*Problem statement:* Reproduce precisely the lines between the start of the data below and the line with "Fixes issue #6041.", both included.

(Stored items)
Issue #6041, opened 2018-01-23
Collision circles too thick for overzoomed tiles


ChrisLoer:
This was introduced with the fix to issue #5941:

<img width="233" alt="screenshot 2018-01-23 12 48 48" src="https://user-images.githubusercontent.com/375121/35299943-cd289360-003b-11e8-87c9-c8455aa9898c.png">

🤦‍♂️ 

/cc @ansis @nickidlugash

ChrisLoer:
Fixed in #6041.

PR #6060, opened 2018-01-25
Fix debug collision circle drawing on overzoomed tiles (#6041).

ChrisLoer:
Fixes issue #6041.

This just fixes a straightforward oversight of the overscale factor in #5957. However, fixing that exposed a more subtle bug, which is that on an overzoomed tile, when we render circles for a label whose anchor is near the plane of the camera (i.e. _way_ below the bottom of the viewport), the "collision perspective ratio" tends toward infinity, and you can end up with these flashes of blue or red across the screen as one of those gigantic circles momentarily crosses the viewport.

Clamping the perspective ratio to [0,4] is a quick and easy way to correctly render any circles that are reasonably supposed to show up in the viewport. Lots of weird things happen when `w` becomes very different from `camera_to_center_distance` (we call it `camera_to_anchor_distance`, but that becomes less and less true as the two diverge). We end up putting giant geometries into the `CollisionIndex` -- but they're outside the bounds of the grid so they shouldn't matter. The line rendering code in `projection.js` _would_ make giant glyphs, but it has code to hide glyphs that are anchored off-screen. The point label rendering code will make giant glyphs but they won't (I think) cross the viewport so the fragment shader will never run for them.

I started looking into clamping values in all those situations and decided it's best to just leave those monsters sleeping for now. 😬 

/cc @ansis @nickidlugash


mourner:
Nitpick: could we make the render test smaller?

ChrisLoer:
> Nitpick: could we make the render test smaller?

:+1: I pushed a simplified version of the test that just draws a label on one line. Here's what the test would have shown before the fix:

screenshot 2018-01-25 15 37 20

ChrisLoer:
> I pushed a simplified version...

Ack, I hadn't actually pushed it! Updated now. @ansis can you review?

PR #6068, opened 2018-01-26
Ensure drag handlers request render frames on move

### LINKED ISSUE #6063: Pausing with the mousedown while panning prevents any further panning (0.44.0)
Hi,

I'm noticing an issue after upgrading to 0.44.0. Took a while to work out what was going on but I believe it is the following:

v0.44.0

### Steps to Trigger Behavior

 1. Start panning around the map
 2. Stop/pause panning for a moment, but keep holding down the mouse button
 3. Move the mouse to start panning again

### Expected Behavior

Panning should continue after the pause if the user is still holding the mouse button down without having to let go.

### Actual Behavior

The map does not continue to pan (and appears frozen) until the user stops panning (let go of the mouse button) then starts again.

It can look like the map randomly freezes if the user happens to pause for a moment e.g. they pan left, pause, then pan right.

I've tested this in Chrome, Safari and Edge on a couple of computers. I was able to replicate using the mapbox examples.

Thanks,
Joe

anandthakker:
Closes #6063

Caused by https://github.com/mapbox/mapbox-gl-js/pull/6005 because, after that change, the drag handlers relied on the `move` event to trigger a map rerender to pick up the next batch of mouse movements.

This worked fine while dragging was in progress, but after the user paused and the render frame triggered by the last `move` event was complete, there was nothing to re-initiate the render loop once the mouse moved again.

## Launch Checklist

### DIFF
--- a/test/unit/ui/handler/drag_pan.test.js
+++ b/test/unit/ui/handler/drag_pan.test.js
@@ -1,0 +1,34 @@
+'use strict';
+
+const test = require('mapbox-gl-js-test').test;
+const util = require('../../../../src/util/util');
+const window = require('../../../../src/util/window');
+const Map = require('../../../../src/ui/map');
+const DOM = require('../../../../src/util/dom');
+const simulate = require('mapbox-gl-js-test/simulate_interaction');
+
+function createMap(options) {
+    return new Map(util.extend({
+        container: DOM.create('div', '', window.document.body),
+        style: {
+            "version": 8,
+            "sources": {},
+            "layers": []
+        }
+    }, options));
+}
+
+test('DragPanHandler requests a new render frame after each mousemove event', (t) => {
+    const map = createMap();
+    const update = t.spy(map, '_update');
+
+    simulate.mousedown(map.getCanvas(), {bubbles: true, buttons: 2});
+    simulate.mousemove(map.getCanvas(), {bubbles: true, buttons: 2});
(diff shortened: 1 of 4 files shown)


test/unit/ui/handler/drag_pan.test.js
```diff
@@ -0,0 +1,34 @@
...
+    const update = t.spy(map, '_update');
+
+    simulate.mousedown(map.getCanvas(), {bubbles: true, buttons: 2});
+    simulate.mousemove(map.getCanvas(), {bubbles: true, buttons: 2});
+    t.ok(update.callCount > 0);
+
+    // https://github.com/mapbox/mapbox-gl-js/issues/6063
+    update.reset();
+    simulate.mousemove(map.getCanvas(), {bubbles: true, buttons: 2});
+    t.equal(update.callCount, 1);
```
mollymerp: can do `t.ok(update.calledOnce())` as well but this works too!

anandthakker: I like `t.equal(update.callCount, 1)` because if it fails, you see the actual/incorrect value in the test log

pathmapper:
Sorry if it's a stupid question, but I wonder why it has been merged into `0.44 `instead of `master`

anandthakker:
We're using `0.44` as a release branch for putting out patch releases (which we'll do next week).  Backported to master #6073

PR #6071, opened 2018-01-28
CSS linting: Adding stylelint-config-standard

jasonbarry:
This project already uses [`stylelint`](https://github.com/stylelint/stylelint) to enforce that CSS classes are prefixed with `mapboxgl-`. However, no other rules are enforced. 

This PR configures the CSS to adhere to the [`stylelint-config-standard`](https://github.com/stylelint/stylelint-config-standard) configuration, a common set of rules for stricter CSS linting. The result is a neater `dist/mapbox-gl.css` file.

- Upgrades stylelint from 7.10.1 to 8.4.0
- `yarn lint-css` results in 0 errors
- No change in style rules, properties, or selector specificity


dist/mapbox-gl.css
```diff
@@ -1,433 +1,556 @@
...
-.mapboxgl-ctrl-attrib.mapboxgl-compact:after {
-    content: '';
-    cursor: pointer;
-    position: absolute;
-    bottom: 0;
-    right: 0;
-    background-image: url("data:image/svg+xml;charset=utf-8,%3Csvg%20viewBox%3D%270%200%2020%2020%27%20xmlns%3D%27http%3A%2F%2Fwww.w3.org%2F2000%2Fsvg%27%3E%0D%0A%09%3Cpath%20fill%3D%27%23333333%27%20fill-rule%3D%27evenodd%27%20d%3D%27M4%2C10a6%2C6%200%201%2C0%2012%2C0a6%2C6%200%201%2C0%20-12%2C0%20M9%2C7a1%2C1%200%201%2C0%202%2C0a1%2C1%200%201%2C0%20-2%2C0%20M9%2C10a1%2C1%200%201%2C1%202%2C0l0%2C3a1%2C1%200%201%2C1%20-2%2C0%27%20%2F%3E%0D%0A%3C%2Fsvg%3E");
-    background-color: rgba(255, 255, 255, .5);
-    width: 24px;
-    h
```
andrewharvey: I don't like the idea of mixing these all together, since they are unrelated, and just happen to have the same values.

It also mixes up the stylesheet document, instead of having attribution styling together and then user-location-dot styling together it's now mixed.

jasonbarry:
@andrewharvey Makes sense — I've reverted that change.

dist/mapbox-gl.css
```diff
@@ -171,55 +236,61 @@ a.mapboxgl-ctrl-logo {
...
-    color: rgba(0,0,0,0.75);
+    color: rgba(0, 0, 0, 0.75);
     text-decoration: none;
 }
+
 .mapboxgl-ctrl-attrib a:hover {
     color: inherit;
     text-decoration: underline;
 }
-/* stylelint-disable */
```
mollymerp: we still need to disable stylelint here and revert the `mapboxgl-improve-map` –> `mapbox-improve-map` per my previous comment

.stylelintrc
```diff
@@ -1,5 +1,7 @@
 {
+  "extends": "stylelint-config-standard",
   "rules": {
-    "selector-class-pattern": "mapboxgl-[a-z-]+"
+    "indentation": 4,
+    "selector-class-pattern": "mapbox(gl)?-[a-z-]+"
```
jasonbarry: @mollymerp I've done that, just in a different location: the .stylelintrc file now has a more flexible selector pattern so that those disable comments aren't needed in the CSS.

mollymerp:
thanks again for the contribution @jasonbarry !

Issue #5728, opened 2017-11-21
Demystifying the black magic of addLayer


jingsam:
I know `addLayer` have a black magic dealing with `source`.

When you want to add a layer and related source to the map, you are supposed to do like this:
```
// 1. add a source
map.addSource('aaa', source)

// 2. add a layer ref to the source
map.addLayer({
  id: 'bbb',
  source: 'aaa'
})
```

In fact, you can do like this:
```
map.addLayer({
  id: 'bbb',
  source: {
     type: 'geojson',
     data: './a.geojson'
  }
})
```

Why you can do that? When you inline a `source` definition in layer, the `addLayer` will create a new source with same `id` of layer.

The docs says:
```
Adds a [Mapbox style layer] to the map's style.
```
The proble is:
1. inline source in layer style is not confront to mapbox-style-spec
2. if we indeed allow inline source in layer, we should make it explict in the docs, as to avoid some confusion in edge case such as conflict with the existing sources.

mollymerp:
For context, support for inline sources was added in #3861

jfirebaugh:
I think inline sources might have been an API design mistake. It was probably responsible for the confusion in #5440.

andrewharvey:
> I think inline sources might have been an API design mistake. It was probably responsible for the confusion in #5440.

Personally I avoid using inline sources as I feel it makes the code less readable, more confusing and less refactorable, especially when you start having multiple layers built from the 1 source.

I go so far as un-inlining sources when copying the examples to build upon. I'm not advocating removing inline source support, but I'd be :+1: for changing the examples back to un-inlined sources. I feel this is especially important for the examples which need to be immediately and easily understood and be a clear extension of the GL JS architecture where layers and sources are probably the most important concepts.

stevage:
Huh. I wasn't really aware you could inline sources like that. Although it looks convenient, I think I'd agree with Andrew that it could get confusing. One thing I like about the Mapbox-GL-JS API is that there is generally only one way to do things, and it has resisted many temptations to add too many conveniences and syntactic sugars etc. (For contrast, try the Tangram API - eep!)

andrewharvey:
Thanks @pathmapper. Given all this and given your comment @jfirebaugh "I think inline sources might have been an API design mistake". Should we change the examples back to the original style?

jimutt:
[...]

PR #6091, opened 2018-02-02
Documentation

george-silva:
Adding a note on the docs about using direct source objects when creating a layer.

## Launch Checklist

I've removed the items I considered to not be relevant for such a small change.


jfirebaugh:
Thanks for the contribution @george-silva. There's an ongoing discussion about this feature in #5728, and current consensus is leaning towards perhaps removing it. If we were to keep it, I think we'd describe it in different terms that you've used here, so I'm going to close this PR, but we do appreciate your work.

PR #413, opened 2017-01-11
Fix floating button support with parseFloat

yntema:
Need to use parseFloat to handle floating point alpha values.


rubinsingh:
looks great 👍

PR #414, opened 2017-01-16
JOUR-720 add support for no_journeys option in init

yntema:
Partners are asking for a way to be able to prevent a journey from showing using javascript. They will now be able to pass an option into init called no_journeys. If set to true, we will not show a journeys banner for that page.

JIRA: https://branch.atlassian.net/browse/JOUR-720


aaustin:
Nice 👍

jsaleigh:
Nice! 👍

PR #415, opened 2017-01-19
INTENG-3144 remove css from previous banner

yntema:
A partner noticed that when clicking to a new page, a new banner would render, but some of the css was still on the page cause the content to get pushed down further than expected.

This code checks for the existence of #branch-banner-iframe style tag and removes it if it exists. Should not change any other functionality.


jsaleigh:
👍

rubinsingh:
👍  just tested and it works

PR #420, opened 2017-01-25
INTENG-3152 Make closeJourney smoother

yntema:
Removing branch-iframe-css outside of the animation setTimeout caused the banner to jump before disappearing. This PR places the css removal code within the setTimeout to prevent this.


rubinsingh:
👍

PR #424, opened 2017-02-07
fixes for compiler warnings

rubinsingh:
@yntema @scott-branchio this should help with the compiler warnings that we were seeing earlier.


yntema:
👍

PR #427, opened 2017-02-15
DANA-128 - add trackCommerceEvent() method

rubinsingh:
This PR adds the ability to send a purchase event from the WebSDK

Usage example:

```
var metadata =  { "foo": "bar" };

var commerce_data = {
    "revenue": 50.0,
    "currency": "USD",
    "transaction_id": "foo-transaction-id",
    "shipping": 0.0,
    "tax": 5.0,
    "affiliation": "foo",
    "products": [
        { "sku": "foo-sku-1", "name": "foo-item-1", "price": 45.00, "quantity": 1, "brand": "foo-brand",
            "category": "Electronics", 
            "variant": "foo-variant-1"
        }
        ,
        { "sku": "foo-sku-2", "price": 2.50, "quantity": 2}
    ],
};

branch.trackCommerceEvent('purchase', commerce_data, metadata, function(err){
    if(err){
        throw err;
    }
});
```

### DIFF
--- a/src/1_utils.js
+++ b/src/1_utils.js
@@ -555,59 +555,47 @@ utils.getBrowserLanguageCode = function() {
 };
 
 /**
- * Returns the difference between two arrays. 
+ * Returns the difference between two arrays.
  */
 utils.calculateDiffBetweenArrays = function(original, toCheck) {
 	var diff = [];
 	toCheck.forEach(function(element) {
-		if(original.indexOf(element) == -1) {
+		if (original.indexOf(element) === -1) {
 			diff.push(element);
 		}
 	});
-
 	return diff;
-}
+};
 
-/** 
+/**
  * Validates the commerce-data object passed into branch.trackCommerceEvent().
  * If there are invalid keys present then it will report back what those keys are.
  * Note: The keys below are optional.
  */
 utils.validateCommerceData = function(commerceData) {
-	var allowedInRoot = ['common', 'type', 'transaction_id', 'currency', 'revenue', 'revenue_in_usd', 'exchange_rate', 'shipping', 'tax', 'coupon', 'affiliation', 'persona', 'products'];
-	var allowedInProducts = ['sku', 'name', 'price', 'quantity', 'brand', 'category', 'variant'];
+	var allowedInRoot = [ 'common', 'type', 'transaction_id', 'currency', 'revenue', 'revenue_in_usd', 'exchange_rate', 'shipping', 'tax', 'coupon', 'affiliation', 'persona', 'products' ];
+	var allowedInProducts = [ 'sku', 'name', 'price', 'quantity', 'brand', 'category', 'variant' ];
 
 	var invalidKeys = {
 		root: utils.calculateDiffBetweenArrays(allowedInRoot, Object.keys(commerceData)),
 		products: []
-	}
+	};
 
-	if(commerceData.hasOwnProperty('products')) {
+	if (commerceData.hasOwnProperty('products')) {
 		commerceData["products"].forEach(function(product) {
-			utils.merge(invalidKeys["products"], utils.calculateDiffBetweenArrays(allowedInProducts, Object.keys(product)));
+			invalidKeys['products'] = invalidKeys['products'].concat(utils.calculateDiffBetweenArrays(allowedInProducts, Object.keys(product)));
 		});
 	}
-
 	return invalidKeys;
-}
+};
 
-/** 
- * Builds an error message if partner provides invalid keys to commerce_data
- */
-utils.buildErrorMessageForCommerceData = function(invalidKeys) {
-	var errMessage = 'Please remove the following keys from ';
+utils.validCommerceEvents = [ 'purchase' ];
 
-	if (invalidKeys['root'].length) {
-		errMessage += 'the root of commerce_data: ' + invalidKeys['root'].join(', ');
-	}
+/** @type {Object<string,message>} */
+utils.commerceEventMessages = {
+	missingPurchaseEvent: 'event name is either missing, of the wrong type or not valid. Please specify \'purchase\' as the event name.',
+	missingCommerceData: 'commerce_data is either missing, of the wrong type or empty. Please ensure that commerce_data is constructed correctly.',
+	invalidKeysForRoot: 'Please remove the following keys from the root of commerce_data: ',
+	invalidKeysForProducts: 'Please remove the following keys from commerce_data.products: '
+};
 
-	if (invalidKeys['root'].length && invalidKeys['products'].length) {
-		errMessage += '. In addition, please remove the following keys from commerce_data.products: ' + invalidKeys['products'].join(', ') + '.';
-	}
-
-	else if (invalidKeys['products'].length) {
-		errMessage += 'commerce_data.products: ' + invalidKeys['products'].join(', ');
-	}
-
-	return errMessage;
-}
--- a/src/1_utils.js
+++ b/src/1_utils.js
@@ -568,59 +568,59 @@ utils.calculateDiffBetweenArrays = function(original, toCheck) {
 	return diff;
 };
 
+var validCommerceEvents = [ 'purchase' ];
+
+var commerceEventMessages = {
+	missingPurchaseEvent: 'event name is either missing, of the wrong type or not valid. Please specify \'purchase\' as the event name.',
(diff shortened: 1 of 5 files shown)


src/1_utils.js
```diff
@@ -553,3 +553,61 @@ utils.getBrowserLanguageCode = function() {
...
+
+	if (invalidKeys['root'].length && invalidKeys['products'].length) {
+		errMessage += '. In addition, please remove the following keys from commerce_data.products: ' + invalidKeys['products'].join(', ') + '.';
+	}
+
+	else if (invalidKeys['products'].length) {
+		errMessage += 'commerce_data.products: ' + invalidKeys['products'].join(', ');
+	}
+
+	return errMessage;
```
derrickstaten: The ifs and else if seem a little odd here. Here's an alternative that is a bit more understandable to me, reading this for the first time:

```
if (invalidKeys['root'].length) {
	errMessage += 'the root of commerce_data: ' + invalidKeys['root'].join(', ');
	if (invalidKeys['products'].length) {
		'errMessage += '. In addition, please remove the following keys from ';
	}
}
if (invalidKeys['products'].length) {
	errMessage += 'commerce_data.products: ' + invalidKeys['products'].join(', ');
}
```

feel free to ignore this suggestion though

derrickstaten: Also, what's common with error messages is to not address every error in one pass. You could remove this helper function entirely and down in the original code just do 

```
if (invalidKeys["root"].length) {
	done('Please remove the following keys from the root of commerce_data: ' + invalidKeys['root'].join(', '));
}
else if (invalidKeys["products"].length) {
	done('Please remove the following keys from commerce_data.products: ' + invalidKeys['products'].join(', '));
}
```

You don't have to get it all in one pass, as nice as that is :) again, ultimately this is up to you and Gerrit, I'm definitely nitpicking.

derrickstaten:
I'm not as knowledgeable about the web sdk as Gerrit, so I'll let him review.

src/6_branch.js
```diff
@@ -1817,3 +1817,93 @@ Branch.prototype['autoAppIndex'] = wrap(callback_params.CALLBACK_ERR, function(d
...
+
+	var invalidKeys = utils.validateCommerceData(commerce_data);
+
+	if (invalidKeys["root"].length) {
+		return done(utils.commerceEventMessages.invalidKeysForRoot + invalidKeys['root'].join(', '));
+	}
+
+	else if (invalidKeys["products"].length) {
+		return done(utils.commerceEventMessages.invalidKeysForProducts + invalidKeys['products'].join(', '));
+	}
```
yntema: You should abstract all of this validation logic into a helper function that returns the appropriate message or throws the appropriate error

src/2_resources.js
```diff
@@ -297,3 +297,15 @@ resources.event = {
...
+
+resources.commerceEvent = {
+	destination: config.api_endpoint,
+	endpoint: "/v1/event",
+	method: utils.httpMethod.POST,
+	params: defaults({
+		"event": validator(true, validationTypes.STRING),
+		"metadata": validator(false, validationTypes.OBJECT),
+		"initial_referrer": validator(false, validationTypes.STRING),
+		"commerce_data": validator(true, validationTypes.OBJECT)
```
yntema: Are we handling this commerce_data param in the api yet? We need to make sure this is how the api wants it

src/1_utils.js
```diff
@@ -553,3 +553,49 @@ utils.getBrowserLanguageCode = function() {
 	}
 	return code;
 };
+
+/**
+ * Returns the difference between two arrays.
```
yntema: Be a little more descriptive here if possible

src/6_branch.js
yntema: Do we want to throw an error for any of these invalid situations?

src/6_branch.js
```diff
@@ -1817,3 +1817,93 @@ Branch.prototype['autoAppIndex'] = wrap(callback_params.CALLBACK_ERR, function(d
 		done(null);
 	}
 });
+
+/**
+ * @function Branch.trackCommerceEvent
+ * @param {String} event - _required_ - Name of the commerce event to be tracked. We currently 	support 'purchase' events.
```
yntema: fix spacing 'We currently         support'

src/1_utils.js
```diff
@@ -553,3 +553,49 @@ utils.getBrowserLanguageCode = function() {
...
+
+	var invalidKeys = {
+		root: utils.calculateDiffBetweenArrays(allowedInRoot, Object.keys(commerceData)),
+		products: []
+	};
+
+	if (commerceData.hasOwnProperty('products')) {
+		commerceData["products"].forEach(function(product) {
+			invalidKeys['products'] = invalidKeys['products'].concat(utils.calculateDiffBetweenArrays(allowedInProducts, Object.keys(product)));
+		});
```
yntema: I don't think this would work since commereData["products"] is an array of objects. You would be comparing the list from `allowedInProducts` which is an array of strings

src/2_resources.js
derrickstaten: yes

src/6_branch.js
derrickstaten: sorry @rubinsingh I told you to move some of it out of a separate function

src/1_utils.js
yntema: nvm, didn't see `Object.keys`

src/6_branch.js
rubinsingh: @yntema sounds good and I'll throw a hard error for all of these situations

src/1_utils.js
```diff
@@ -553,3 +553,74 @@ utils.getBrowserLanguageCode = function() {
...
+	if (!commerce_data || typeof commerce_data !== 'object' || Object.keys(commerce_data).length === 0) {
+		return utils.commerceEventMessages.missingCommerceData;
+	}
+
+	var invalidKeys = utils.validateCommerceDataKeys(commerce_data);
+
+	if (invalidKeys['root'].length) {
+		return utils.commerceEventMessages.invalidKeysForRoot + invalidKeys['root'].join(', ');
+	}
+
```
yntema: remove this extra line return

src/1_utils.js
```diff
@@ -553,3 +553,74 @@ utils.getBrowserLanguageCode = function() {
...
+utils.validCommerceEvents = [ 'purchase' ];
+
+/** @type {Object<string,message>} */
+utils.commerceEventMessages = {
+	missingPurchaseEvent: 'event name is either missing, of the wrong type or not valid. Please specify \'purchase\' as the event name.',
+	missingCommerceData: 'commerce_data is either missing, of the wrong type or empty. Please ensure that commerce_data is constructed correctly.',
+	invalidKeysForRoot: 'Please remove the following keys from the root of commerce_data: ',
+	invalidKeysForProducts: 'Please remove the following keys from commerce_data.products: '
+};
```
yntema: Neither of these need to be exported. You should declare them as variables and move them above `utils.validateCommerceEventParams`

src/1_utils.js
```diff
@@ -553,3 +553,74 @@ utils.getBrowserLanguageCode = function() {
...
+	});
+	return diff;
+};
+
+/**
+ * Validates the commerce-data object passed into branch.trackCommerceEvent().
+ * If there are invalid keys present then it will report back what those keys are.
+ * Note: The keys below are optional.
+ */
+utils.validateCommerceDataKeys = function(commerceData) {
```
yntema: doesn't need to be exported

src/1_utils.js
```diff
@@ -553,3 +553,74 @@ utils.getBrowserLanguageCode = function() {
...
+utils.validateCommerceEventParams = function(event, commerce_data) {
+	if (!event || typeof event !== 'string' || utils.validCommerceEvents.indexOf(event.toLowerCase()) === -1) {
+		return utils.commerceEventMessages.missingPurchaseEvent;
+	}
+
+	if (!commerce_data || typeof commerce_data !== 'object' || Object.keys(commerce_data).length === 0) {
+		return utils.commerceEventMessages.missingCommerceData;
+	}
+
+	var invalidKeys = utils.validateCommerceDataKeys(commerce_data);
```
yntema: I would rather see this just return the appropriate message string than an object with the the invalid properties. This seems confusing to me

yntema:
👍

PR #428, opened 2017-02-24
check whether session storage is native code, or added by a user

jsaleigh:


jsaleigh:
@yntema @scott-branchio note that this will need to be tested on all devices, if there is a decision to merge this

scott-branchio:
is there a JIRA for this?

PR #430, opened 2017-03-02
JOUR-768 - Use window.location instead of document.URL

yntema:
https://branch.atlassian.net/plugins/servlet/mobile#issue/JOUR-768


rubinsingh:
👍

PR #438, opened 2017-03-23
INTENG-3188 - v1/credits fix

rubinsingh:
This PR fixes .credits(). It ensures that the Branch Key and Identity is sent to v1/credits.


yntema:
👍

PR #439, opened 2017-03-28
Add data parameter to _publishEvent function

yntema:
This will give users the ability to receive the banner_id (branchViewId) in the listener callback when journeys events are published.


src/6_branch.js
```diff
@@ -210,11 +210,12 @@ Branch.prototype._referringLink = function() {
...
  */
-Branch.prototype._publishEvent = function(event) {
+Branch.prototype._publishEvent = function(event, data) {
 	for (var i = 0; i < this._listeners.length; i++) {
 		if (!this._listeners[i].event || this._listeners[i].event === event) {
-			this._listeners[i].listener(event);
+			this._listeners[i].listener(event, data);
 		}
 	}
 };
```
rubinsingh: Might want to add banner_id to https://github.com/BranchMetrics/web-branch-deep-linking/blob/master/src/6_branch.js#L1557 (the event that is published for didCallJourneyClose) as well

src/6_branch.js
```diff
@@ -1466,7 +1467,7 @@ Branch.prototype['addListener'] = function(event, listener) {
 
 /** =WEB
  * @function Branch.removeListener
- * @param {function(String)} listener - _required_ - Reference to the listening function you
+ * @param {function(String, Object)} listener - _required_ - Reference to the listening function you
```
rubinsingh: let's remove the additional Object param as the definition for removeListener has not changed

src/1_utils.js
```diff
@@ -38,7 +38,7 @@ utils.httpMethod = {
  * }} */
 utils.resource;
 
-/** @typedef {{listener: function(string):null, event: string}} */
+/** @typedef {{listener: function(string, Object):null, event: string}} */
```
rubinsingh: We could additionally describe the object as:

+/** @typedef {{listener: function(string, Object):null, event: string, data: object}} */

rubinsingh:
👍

*Expected answer:*
Issue #6041, opened 2018-01-23
Collision circles too thick for overzoomed tiles


ChrisLoer:
This was introduced with the fix to issue #5941:

<img width="233" alt="screenshot 2018-01-23 12 48 48" src="https://user-images.githubusercontent.com/375121/35299943-cd289360-003b-11e8-87c9-c8455aa9898c.png">

🤦‍♂️ 

/cc @ansis @nickidlugash

ChrisLoer:
Fixed in #6041.

PR #6060, opened 2018-01-25
Fix debug collision circle drawing on overzoomed tiles (#6041).

ChrisLoer:
Fixes issue #6041.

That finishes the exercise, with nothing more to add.